(Task instructions): What lines in the entries below contain the word "import"? Copy all of them.

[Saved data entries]
- - -
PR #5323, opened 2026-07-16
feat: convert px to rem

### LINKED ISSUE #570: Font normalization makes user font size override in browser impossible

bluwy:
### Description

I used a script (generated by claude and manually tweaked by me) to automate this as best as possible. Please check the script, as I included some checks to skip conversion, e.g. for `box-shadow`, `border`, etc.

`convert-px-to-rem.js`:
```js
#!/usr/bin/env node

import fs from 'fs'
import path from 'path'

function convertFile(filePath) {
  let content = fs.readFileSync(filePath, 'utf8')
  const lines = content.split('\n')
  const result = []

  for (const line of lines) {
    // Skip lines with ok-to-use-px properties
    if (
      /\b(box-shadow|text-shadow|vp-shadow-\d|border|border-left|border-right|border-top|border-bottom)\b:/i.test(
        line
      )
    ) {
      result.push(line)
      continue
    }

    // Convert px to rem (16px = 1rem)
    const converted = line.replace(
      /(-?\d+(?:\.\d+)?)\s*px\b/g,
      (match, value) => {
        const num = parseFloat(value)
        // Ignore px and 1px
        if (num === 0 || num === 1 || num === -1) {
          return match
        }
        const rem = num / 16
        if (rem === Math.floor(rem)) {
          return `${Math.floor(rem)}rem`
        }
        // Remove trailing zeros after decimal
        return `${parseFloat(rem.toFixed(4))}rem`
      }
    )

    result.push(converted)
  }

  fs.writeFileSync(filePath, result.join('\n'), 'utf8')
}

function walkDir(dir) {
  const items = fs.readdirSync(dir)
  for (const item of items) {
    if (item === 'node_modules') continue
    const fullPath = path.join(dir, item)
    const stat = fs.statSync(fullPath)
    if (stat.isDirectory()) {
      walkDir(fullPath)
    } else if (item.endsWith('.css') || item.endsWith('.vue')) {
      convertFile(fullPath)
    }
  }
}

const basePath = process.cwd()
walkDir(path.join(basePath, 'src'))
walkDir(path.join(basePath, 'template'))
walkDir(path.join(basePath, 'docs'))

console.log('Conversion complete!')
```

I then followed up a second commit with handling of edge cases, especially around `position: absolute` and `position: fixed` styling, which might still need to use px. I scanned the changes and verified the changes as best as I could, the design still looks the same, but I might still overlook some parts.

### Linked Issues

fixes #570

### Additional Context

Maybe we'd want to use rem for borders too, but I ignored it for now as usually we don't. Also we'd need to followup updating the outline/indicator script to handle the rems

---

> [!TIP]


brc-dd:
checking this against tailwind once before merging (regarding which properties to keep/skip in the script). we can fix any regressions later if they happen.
- - -
(Solution to the problem):
import fs from 'fs'
import path from 'path'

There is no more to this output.